Hunt through the lines below for the string "BaseModel" and copy each one that has it.

········

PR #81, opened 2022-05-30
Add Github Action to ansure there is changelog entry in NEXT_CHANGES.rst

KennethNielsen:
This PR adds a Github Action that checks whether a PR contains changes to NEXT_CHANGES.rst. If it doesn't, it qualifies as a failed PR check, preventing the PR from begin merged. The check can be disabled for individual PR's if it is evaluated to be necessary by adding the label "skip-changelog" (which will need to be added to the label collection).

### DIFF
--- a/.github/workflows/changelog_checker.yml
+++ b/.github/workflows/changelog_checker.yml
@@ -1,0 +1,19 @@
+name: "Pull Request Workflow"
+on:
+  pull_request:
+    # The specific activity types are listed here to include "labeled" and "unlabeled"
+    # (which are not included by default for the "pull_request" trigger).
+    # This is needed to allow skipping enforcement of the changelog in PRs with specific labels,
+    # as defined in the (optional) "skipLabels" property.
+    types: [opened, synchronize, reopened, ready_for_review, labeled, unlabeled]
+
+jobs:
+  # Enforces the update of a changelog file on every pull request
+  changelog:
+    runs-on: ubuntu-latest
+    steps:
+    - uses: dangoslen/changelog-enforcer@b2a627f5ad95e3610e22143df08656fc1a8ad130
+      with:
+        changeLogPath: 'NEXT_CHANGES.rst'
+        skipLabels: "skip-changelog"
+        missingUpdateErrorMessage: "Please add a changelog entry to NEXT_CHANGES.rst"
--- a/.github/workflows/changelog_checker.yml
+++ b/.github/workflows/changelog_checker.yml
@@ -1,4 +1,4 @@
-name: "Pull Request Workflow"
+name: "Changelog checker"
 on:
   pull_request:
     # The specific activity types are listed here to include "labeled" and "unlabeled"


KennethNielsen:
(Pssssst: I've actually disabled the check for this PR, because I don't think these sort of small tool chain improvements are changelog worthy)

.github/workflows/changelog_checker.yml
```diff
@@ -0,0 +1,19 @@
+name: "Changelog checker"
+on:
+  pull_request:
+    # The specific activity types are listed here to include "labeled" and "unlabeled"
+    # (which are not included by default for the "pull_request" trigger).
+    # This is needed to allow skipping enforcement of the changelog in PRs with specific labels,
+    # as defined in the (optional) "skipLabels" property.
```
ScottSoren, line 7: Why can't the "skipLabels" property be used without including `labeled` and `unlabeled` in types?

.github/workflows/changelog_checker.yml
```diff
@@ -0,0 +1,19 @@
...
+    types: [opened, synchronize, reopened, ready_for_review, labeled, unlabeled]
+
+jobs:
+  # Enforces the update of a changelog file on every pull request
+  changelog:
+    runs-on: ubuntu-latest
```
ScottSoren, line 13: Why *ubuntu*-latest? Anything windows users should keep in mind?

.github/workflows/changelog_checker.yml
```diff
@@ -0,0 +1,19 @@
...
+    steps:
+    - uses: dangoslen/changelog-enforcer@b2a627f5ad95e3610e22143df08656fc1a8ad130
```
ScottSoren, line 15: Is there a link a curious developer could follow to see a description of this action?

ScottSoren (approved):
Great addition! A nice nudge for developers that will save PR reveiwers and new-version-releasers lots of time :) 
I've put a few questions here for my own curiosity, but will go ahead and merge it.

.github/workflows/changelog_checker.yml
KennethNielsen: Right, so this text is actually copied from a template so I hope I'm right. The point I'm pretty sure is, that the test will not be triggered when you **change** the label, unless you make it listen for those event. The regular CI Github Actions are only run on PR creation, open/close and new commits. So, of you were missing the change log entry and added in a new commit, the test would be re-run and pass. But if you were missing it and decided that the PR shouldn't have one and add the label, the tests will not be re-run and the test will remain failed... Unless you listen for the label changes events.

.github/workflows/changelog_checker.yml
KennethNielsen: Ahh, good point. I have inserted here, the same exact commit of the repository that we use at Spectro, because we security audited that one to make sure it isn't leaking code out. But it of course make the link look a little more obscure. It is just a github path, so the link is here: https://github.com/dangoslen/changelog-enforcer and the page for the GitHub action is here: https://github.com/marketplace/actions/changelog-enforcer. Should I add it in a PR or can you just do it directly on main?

········

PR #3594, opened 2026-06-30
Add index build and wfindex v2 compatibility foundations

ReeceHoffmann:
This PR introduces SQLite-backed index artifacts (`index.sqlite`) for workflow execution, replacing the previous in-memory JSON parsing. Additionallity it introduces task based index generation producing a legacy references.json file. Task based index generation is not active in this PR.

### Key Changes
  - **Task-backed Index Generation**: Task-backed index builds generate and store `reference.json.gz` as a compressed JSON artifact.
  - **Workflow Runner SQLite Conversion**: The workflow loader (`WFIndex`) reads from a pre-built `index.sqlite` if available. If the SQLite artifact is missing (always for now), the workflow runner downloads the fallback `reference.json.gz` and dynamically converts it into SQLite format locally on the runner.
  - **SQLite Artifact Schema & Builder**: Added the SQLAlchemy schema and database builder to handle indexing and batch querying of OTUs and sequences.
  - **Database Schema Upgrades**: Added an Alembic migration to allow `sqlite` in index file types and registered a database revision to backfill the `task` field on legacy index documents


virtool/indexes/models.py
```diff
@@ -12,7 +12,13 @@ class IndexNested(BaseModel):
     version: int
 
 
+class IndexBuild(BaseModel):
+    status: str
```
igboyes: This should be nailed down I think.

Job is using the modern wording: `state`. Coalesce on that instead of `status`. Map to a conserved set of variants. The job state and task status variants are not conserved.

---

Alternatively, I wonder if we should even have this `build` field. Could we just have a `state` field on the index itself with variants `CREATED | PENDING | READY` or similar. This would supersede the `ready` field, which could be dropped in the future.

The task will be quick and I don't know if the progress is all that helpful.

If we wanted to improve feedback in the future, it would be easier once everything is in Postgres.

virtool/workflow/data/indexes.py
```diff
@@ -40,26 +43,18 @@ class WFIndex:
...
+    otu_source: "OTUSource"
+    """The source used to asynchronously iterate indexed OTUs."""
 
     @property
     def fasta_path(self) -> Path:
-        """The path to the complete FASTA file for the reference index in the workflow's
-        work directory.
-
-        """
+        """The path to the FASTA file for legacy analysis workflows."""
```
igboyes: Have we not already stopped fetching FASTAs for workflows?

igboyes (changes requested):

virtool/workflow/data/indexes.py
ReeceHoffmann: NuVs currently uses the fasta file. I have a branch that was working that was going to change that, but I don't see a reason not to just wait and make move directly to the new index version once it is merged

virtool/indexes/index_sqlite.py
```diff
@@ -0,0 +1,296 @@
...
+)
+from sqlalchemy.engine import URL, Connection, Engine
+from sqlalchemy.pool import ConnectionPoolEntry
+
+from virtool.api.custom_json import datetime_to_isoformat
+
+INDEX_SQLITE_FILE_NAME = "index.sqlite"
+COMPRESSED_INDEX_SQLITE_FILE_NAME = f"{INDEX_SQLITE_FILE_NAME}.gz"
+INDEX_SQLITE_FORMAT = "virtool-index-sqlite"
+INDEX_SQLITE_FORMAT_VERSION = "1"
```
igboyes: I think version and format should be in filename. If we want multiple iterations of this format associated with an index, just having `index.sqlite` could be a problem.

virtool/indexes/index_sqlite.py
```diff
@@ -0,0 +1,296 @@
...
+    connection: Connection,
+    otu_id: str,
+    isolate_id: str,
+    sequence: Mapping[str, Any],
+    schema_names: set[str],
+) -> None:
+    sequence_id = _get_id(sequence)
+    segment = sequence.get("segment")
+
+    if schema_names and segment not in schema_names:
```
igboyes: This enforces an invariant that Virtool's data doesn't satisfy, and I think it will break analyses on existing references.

········

**WRITTEN ANSWER:**
@@ -12,7 +12,13 @@ class IndexNested(BaseModel):
+class IndexBuild(BaseModel):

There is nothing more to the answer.